Extracted records
%%

PR #1891, opened 2024-02-12
[Verified members] Implement remove verified members motion saga

### LINKED ISSUE #1732: [Verified members] Feature: implement the removed verified members motion saga
### Story

The manage verified members form should call this saga if the action is `REMOVE`, decision method is `Reputation` and initiate the transaction.

### Description

The saga receives an array of members to remove from verified members and the colony from which they need to be removed.
It should update the loading, success and error states accordingly.
We can use `manageVerifiedRecipients` as a reference, but the underlying logic will probably be very different.

## Implementation

The saga receives the following payload
```JSX
{
	colonyAddress: Address;
	colonyName: string;
	members: string[];
	annotationMessage?: string;
	customActionTitle?: string;
}
```
And builds the necessary transactions (TBD when we have more info after block ingestor work is completed).
Naturally, display loading/success/error states and on success redirect to `/${colonyName}?tx=${txHash}`.

- [ ] The saga receives the payload
- [ ] The transaction is shown as pending until it's complete
- [ ] The transaction is shown as completed and is shown as a `CompletedAction`
- [ ] If an error happened it is displayed to the user

iamsamgibbs:
## Description

This implements the option to unverify members via a motion.
Most of the heavy lifting has been done by `block-ingestor` in [this PR](https://github.com/JoinColony/block-ingestor/pull/171).

## Testing

* Step 1. Use the block-ingestor branch from above if the commit hash doesn't work for you
* Step 2. get already existing verified members in GraphiQL via 
```
getVerifiedMembersByColony(colonyAddress: "0x6D3cA18f13ED52f484344425C2e1680367C87778") {
    items {
      colonyAddress
      userAddress
      user {
        profile {
          displayName
        }
      }
    }
  }
```
* Step 3. Unverify a verified member by going to the colony dashboard (`localhost:9091/planex`), input their address and click "Unverify via motion"

* Step 4. Wait for the motion to pop up, reject it or fully support it
* Step 5. Run `curl -X POST --data '{"jsonrpc":"2.0","method":"evm_increaseTime","params":[300],"id":1}' localhost:8545` to advance the time by 5 minutes
* Step 6. Finalize the motion, if you supported it, run the query above, the user you've entered, should now be returned

## Diffs

**New stuff** ✨

* `removeVerifiedMembers` motion saga

Resolves #1732


src/redux/sagas/motions/removeVerifiedMembers.ts
```diff
@@ -0,0 +1,186 @@
...
+    const {
+      payload: { hash: txHash },
+    } = yield takeFrom(
+      createMotion.channel,
+      ActionTypes.TRANSACTION_HASH_RECEIVED,
+    );
+
+    setTxHash?.(txHash);
+
+    yield takeFrom(createMotion.channel, ActionTypes.TRANSACTION_SUCCEEDED);
```
rdig, line 146: Shouldn't this use `waitForTxResult` here as per #1829 ?

rdig (approved):
All good except the one comment I've left

ArmandoGraterol (approved):
Good work 👍

src/redux/sagas/motions/removeVerifiedMembers.ts
iamsamgibbs: Good catch! Made that change on both add and remove.

PR #1892, opened 2024-02-12
Add Google verification for Google Search Console 

chmanie:
## Description

We want the app to be properly indexed by Google as some people are finding it already anyways. For further questions please refer to @naynovi.

### DIFF
--- a/src/templates/index.html
+++ b/src/templates/index.html
@@ -7,6 +7,7 @@
       content="width=device-width, initial-scale=1.0, maximum-scale=1"
     />
     <meta http-equiv="X-UA-Compatible" content="ie=edge" />
+    <meta name="google-site-verification" content="l1ibLfGChyPkho3mtmGABRKUe7ADfDpLl4iyj9iAnAI" />
     <title>Colony App</title>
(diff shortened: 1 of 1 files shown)


naynovi:
Hi there you are all amazing for picking up this thing for me. 
As @chmanie indicates, this is for verification with Google Search console. It helps us know how people are finding our app and measure that.

We can verify several different ways. HTML tag is done here, and if that's suitable we can be on our way. 

If prefer an alternative to the snippet we can: 

- Upload a small html file to the site (GitHub does not allow me to include here-- interesting) @rdig said @bogdan-1337 could help if this was the way. 
- Verify through DNS which would need to be done by @rdig through Search Console itself which would be kind of annoying to do, as I'd need to set him up on that. I'd prefer he wouldn't have to deal with it.

If you would prefer either of the above let me know and I'll let you know what you need for that. 
Thanks for your help with this team.

chmanie:
> I'm more favorable to verifying our assets through DNS. Let's do that.

Great, I didn't know that was an option! Closing this.

Issue #1629, opened 2024-01-01
Actions: Paragraph input fields within action types 


melyndav:
**Teamwork task:** [Actions: Paragraph input fields within action types](https://tw.auroracreation.com/#/tasks/15782295)

## Descriptions

The objective description works as exactly the same as the Colony description in the 'Edit Colony details' action. I.e the content should wrap and the chevron should be ignored.

## Figma

Link to example action type: https://www.figma.com/file/5V8pr7iMwXsT9L3VAZsmUt/Colony-V5?type=design&node-id=3487-329307&mode=design&t=V9WB8knufbS8936p-4

KornelKwiatkowski:
hi @melyndav I'm a bit confused about this task :D

If we want to add a chevron to "Colony description", shouldn't this field behave like the "Description" field? I think as a user I would expect the fields that have chevron to work the same way. What do you think?

Just like in the video below:

https://github.com/JoinColony/colonyCDapp/assets/90605528/38ea6b20-cc61-4b5b-8e05-1c2134d8a094

arrenv:
> If we want to add a chevron to "Colony description", shouldn't this field behave like the "Description" field? I think as a user I would expect the fields that have chevron to work the same way. What do you think?

Let's go with the same as you have demonstrated in the video. We should still have the max length of 200 characters though i.e. `MAX_OBJECTIVE_DESCRIPTION_LENGTH`.

KornelKwiatkowski:
@arrenv At this moment, the maximum number of characters for the objective description field is 200. Is there a chance that the API will return a default value for this field with more characters? If so, should the text be cut to 200 characters?

arrenv:
> @arrenv At this moment, the maximum number of characters for the objective description field is 200. Is there a chance that the API will return a default value for this field with more characters? If so, should the text be cut to 200 characters?

Thank you for confirming, 200 should be fine, I will update the spec.

There is a chance that the API can return more characters, but it is hopefully unlikely. But in terms of the UI, showing more characters, it will break parts of the UI. So, yes please, perhaps the frontend can limit to a max of 250 characters?

KornelKwiatkowski:
@arrenv  So, should I change the `MAX_OBJECTIVE_DESCRIPTION_LENGTH` from 200 to 250?

KornelKwiatkowski:
I opened PR. Let me know if you want to change the maximum number of characters you wrote about :) I can do it on a separate branch

[...]

PR #1907, opened 2024-02-14
Fix/1629 paragraph input fields within action types

KornelKwiatkowski:
## Description

"Objective description" and "Colony description" fields in the action form are now unified.

## Testing

The tests consist in checking whether the "Objective description" and "Colony description" fields work in the same way.

Instructions for testing this branch:

* Step 1. Create "Edit Colony details" or "Manage Colony objective" action
* Step 2. Check if "Objective description" and "Colony description" fields work in the same way

## Diffs

**Changes** 🏗

- From now on, the text does not overflow outside the component.

Resolves: https://github.com/JoinColony/colonyCDapp/issues/1629

### DIFF
--- a/src/components/v5/common/ActionSidebar/partials/ColonyObjectiveFields/ColonyObjectiveFields.tsx
+++ b/src/components/v5/common/ActionSidebar/partials/ColonyObjectiveFields/ColonyObjectiveFields.tsx
@@ -2,10 +2,12 @@ import { Article, FileText, Percent } from '@phosphor-icons/react';
 import React, { type FC } from 'react';
 import { defineMessages } from 'react-intl';
 
+import { MAX_OBJECTIVE_DESCRIPTION_LENGTH } from '~constants';
 import { useColonyContext } from '~context/ColonyContext.tsx';
 import { formatText } from '~utils/intl.ts';
 import ActionFormRow from '~v5/common/ActionFormRow/index.ts';
 import FormInputBase from '~v5/common/Fields/InputBase/FormInputBase.tsx';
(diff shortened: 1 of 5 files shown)


warrencolliver (changes requested):
Thanks for your work on this, However I did pick up on 2 small things

1. when submitting a action, the description field isn't displayed in the action summary once submitted (this happens on both tasks)
Screenshot 2024-02-14 at 16 52 20

2.  If I use one long single word (no breaks) and contract the field the same issue occurs where the text doesn't wrap and continues off screen.
no wrap on no break

melyndav (changes requested):
Hey @KornelKwiatkowski this PR is introducing a lot of unintended issues including changing the main description field, adding elements that aren't intended to be in this field etc. 

What we want is:

1. The objective description works as exactly the same as the Colony description in the 'Edit Colony details' action. I.e the content should wrap and the chevron should be ignored. 

All other changes should be reverted.

KornelKwiatkowski:
@melyndav done :)
If you can, please update the task: https://github.com/JoinColony/colonyCDapp/issues/1629

ArmandoGraterol (approved):
Looking good! They both work the same

iamsamgibbs (approved):
This looks good to me! (Although I couldn't test how it looks in the motion state as the edit colony details motion isn't pulling through the data properly)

%%

▸ Requirement: Look for the word "think". Copy out every line of the data that has it.

▸ Exercise result:
If we want to add a chevron to "Colony description", shouldn't this field behave like the "Description" field? I think as a user I would expect the fields that have chevron to work the same way. What do you think?
> If we want to add a chevron to "Colony description", shouldn't this field behave like the "Description" field? I think as a user I would expect the fields that have chevron to work the same way. What do you think?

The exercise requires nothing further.